→ ABOUT THIS TASK: Below are several entries. Transcribe exactly those lines that fall from the one with "Since ?? only" through the one with "In terms of", end lines included.

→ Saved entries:
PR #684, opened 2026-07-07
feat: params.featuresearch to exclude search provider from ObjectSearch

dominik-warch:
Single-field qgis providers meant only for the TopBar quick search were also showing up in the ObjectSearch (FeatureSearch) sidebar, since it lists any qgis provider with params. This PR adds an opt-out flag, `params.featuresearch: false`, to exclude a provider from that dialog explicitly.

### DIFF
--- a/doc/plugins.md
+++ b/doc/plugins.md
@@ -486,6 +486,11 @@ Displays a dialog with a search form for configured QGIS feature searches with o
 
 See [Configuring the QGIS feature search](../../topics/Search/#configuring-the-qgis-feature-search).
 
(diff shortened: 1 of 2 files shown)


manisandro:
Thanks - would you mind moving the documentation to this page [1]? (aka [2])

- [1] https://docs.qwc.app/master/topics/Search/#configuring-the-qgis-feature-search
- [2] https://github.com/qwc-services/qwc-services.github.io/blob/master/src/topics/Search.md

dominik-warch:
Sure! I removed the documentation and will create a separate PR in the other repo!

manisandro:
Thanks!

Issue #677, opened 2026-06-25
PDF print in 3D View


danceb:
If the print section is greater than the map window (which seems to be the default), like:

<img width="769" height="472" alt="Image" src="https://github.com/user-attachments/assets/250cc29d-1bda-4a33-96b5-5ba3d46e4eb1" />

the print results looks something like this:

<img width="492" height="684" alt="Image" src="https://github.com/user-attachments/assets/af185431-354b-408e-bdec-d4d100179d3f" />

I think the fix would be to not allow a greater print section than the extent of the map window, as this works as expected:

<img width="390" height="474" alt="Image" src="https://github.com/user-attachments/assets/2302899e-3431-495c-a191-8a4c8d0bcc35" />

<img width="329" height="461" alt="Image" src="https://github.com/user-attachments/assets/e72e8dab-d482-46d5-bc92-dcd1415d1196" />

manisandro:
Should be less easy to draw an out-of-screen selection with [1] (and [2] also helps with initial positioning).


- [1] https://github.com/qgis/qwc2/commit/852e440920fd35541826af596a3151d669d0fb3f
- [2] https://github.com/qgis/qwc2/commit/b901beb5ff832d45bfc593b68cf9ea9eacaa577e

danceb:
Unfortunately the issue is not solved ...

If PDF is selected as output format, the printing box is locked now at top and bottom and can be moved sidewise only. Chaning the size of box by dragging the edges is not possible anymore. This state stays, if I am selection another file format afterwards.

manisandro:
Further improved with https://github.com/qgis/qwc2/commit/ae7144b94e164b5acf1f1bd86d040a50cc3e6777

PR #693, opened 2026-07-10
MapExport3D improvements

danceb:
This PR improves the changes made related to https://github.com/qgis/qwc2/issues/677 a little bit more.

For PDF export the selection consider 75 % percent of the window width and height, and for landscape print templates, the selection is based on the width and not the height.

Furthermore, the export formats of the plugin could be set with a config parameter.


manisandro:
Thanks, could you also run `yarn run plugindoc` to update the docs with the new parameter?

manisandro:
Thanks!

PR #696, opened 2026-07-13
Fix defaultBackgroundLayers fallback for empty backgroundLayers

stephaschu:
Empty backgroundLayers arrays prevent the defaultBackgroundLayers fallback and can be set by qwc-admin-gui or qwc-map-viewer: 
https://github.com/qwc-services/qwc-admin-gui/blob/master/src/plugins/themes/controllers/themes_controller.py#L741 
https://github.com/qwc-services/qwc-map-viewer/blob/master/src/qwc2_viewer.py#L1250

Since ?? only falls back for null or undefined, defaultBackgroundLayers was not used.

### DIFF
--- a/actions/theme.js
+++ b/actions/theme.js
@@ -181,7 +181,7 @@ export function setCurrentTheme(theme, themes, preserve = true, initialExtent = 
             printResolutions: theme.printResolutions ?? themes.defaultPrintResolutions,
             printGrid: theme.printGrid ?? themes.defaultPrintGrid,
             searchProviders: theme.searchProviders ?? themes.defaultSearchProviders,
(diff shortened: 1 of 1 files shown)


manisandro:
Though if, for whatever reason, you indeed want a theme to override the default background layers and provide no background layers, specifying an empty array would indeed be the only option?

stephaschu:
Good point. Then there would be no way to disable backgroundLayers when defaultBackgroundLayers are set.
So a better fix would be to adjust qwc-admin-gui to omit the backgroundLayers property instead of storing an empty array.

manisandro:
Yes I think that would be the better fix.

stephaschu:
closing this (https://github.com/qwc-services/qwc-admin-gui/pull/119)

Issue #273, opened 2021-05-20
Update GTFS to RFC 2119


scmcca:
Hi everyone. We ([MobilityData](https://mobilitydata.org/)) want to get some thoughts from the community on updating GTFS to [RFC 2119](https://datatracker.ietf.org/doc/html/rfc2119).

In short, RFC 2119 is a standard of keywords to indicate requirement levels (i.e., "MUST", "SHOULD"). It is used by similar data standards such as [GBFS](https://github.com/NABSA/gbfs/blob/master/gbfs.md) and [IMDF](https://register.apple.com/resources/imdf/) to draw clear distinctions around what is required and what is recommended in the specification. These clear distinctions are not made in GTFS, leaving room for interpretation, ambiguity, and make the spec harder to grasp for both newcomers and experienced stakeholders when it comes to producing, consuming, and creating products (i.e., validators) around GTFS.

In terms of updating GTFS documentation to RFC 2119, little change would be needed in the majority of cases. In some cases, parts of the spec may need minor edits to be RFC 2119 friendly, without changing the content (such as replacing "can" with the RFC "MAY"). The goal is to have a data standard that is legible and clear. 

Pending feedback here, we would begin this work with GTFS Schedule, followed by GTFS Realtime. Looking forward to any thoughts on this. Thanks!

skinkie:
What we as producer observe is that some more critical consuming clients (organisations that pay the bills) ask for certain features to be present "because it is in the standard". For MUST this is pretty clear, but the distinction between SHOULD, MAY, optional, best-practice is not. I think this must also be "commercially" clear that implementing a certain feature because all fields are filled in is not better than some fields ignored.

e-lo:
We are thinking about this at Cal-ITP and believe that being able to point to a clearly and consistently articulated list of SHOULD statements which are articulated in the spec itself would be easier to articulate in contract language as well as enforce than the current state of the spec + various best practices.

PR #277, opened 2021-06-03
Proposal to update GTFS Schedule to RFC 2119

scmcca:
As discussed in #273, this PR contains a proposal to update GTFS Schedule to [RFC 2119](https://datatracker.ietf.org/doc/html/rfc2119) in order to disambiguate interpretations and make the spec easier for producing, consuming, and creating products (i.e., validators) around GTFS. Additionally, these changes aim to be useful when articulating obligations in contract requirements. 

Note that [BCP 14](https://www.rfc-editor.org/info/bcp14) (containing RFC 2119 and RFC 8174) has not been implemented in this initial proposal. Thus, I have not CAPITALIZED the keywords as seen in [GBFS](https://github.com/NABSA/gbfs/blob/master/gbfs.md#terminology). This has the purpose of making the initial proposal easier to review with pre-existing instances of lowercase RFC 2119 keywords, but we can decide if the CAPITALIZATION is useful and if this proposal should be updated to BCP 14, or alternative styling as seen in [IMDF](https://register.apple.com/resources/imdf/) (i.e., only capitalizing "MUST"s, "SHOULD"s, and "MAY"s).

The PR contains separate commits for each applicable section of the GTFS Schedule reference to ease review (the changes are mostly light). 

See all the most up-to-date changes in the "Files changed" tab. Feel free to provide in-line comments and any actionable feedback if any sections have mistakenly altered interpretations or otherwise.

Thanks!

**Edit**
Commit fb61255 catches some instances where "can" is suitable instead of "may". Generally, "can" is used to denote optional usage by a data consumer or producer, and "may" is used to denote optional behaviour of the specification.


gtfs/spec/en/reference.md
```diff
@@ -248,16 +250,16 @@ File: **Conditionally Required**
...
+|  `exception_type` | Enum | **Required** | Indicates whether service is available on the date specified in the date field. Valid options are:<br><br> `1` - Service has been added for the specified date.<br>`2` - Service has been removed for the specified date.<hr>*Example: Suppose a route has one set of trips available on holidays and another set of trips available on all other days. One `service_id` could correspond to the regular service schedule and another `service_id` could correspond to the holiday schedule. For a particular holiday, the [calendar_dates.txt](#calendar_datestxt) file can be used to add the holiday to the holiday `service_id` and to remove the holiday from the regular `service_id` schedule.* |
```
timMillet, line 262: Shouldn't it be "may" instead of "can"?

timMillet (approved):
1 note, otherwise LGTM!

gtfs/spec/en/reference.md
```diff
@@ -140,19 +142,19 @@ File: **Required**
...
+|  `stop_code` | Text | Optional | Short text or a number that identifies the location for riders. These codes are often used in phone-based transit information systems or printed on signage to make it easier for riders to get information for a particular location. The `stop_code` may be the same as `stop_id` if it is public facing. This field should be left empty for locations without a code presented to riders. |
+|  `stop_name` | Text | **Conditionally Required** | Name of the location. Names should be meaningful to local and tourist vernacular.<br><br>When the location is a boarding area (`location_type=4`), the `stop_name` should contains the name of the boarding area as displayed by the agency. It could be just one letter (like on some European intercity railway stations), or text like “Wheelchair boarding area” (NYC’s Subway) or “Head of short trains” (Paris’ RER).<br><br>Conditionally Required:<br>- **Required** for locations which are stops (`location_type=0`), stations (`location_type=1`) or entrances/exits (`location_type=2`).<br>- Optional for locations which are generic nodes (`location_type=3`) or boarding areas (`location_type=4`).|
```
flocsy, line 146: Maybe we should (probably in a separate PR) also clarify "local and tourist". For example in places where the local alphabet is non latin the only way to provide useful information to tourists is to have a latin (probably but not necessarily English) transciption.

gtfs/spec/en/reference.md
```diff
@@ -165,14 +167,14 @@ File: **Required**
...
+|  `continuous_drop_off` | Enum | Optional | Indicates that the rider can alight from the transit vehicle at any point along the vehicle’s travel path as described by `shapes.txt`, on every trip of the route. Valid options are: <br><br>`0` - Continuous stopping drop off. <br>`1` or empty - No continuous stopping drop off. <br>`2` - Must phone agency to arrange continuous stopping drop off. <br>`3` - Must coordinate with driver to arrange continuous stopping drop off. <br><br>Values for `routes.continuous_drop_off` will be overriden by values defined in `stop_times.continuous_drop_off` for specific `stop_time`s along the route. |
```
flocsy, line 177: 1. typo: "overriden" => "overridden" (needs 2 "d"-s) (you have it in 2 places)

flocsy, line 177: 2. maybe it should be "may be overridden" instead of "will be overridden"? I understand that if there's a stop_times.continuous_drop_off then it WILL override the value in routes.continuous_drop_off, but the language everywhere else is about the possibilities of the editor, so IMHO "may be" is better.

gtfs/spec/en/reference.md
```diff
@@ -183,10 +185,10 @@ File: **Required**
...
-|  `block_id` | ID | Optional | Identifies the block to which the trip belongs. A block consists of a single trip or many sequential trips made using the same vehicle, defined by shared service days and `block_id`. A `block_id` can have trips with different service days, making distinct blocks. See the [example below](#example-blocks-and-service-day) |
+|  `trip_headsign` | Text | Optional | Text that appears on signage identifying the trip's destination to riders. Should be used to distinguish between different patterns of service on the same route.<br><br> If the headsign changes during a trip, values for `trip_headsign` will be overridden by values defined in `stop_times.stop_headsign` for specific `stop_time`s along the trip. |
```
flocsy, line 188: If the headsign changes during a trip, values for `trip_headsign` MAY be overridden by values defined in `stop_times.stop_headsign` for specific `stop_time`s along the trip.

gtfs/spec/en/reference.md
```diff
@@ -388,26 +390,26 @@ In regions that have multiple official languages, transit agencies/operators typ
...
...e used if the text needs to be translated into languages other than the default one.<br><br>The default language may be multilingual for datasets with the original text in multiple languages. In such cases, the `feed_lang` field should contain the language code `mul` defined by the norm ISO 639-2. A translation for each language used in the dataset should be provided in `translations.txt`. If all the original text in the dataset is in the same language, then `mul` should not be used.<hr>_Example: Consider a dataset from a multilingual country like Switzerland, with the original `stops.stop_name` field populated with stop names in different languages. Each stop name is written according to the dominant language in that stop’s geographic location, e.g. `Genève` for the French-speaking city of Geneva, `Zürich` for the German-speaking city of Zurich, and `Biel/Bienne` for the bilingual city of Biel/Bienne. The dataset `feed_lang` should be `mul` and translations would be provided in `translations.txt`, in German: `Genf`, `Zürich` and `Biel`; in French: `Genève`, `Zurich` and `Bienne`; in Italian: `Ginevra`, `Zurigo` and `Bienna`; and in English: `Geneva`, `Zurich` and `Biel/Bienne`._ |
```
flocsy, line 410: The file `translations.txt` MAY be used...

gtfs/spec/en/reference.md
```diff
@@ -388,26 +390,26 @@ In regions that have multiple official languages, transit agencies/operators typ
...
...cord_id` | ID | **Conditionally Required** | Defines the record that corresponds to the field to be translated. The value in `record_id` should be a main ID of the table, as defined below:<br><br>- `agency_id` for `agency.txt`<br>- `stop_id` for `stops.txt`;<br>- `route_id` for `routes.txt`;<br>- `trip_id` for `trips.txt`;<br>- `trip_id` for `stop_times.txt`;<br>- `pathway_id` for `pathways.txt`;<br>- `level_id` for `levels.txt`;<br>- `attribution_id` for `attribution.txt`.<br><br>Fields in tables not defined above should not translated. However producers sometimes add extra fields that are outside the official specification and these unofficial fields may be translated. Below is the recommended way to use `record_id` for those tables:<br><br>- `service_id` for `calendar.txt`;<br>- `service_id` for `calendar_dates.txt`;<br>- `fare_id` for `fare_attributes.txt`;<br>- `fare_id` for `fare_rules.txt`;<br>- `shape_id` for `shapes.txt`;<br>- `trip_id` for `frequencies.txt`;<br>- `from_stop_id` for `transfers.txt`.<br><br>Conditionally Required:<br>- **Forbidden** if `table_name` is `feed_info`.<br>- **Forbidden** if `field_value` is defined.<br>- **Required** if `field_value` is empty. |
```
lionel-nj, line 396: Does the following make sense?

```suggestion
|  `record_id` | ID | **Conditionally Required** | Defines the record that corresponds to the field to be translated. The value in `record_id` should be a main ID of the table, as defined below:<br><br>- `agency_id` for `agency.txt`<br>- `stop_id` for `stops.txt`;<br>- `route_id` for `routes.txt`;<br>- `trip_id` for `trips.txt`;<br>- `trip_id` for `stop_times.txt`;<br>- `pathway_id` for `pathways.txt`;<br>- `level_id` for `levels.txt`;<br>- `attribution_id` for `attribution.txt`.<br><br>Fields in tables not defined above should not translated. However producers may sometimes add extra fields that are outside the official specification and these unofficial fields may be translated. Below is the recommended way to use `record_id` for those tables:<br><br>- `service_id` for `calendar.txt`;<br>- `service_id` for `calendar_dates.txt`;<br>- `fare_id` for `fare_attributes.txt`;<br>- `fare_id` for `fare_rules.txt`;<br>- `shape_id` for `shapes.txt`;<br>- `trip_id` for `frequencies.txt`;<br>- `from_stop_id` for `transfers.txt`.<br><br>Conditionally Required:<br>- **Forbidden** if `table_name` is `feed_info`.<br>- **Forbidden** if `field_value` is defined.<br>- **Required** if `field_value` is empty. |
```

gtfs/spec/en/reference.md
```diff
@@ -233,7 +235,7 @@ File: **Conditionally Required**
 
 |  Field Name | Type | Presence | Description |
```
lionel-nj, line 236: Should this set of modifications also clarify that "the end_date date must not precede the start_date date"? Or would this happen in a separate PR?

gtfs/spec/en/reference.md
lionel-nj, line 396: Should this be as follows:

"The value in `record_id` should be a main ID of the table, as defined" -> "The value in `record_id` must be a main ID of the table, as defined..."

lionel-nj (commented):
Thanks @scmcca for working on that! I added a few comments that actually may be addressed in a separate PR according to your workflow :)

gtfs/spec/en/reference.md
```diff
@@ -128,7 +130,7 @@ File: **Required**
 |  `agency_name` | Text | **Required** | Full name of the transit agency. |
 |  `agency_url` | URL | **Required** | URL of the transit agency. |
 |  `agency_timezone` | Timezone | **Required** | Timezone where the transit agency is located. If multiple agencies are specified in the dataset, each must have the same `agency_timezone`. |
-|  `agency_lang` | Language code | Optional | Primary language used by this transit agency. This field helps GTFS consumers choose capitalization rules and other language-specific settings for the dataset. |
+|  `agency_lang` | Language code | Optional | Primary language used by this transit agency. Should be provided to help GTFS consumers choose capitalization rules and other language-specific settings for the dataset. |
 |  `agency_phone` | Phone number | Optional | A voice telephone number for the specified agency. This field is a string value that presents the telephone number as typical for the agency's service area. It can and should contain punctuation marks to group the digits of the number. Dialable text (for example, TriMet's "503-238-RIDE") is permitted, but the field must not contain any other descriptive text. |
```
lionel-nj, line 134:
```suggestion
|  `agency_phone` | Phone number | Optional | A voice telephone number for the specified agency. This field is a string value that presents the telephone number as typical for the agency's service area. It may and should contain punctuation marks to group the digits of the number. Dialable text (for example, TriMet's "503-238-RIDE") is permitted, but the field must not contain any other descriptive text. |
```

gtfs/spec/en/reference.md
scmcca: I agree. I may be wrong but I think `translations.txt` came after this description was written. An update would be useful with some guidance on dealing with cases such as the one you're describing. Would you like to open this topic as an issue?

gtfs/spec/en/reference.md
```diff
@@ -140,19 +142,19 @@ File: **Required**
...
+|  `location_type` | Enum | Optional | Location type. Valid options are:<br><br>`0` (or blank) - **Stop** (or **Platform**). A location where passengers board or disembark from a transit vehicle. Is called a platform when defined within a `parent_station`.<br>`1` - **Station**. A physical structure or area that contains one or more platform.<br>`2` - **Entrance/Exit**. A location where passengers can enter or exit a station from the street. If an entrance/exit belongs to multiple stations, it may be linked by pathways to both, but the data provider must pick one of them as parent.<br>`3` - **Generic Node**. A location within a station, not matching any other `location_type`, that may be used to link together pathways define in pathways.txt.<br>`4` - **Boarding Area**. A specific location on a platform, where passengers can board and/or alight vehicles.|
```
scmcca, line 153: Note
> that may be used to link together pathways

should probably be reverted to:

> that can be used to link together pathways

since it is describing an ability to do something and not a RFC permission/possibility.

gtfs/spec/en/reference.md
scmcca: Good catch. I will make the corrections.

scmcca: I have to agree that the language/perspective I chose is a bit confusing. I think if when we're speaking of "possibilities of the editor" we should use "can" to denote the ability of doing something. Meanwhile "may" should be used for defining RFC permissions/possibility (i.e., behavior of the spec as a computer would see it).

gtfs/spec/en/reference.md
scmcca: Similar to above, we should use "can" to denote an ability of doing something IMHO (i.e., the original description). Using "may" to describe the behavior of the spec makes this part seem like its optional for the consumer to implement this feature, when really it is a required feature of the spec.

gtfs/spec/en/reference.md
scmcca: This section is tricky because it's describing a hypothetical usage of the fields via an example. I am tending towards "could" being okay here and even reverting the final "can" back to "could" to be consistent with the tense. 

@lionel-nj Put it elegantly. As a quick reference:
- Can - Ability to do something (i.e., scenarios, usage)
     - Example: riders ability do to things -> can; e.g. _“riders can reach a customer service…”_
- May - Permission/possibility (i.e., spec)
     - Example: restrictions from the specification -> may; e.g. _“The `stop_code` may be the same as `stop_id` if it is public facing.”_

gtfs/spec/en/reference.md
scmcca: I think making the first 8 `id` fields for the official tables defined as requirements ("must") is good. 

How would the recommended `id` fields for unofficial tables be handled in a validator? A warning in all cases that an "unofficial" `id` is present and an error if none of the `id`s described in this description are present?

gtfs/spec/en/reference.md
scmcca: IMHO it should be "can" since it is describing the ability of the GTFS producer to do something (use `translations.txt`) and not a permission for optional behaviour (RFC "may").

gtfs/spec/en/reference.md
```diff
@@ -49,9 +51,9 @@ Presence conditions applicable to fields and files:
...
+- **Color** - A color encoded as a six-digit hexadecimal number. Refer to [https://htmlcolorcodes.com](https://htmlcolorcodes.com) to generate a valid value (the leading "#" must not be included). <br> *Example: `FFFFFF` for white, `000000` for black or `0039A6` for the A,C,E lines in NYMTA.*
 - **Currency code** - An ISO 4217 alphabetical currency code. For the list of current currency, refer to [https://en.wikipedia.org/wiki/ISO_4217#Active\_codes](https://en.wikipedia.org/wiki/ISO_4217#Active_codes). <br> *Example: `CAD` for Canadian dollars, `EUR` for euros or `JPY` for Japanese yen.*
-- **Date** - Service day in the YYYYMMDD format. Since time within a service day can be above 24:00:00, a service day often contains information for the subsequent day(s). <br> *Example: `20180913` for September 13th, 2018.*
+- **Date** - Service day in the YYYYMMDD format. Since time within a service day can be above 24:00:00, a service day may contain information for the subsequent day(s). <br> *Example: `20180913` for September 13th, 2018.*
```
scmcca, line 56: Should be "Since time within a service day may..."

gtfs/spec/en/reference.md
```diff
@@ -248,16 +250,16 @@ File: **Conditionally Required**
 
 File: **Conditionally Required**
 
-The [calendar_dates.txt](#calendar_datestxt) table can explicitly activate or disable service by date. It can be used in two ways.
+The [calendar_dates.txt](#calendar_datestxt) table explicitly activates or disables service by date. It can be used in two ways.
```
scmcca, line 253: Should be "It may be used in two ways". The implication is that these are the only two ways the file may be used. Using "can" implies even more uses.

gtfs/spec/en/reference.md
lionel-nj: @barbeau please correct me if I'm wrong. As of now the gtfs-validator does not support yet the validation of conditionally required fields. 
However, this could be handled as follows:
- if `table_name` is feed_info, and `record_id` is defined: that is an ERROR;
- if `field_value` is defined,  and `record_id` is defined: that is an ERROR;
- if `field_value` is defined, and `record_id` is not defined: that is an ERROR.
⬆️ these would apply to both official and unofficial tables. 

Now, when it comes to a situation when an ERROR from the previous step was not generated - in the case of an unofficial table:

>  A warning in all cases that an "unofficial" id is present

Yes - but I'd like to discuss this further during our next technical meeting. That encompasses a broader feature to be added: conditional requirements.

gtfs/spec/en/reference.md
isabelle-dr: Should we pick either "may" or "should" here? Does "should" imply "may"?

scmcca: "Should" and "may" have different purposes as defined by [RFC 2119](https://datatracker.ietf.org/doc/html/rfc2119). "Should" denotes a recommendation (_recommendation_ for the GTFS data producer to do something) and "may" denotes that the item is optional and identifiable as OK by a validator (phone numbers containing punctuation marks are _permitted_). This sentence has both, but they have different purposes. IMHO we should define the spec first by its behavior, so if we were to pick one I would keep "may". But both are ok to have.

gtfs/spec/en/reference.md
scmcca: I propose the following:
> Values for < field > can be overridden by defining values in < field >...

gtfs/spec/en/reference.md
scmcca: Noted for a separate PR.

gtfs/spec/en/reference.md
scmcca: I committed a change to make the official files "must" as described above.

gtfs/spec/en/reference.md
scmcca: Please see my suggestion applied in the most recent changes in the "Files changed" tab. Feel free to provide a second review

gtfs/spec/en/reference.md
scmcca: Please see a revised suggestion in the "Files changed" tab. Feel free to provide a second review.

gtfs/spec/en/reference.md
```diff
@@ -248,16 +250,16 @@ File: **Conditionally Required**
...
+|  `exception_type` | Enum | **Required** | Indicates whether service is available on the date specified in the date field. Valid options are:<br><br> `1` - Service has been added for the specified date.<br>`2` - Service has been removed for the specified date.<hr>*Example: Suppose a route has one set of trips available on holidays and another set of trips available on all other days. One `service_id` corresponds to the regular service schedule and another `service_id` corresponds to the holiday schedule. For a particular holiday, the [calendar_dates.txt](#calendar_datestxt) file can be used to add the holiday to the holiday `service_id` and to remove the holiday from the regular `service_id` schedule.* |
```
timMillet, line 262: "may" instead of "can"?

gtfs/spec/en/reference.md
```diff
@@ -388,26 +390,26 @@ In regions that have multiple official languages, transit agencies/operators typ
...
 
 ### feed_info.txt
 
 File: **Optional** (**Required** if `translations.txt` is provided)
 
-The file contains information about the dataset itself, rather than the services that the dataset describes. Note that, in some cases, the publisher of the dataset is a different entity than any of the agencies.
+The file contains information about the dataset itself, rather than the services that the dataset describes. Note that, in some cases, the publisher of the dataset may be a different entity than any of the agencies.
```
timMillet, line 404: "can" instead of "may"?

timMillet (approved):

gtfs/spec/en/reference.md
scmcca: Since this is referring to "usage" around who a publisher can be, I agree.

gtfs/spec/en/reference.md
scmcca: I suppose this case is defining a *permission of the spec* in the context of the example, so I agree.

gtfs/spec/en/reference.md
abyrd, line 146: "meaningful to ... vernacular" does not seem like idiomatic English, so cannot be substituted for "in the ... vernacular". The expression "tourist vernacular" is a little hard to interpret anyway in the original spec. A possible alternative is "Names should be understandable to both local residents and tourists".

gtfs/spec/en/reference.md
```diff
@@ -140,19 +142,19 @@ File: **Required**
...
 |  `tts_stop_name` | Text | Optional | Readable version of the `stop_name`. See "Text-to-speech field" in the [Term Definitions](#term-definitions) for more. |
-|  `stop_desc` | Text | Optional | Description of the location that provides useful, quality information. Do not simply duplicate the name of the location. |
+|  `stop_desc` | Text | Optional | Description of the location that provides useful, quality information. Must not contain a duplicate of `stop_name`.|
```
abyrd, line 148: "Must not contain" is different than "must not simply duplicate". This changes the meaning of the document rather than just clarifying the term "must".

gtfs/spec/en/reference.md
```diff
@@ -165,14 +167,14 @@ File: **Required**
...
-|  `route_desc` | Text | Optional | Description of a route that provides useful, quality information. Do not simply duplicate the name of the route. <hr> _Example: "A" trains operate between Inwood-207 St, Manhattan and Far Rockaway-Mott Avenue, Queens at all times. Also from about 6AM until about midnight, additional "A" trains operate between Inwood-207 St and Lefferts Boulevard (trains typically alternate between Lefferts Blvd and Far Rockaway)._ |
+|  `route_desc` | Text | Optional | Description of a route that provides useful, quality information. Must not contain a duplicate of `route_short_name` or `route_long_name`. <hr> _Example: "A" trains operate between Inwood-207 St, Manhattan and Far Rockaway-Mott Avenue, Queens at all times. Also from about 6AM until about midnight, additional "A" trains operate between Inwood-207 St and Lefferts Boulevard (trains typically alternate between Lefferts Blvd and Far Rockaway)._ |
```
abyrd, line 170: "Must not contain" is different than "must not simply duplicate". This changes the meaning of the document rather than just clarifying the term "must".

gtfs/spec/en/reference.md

→ TASK SOLUTION:
Since ?? only falls back for null or undefined, defaultBackgroundLayers was not used.

### DIFF
--- a/actions/theme.js
+++ b/actions/theme.js
@@ -181,7 +181,7 @@ export function setCurrentTheme(theme, themes, preserve = true, initialExtent = 
             printResolutions: theme.printResolutions ?? themes.defaultPrintResolutions,
             printGrid: theme.printGrid ?? themes.defaultPrintGrid,
             searchProviders: theme.searchProviders ?? themes.defaultSearchProviders,
(diff shortened: 1 of 1 files shown)


manisandro:
Though if, for whatever reason, you indeed want a theme to override the default background layers and provide no background layers, specifying an empty array would indeed be the only option?

stephaschu:
Good point. Then there would be no way to disable backgroundLayers when defaultBackgroundLayers are set.
So a better fix would be to adjust qwc-admin-gui to omit the backgroundLayers property instead of storing an empty array.

manisandro:
Yes I think that would be the better fix.

stephaschu:
closing this (https://github.com/qwc-services/qwc-admin-gui/pull/119)

Issue #273, opened 2021-05-20
Update GTFS to RFC 2119


scmcca:
Hi everyone. We ([MobilityData](https://mobilitydata.org/)) want to get some thoughts from the community on updating GTFS to [RFC 2119](https://datatracker.ietf.org/doc/html/rfc2119).

In short, RFC 2119 is a standard of keywords to indicate requirement levels (i.e., "MUST", "SHOULD"). It is used by similar data standards such as [GBFS](https://github.com/NABSA/gbfs/blob/master/gbfs.md) and [IMDF](https://register.apple.com/resources/imdf/) to draw clear distinctions around what is required and what is recommended in the specification. These clear distinctions are not made in GTFS, leaving room for interpretation, ambiguity, and make the spec harder to grasp for both newcomers and experienced stakeholders when it comes to producing, consuming, and creating products (i.e., validators) around GTFS.

In terms of updating GTFS documentation to RFC 2119, little change would be needed in the majority of cases. In some cases, parts of the spec may need minor edits to be RFC 2119 friendly, without changing the content (such as replacing "can" with the RFC "MAY"). The goal is to have a data standard that is legible and clear. 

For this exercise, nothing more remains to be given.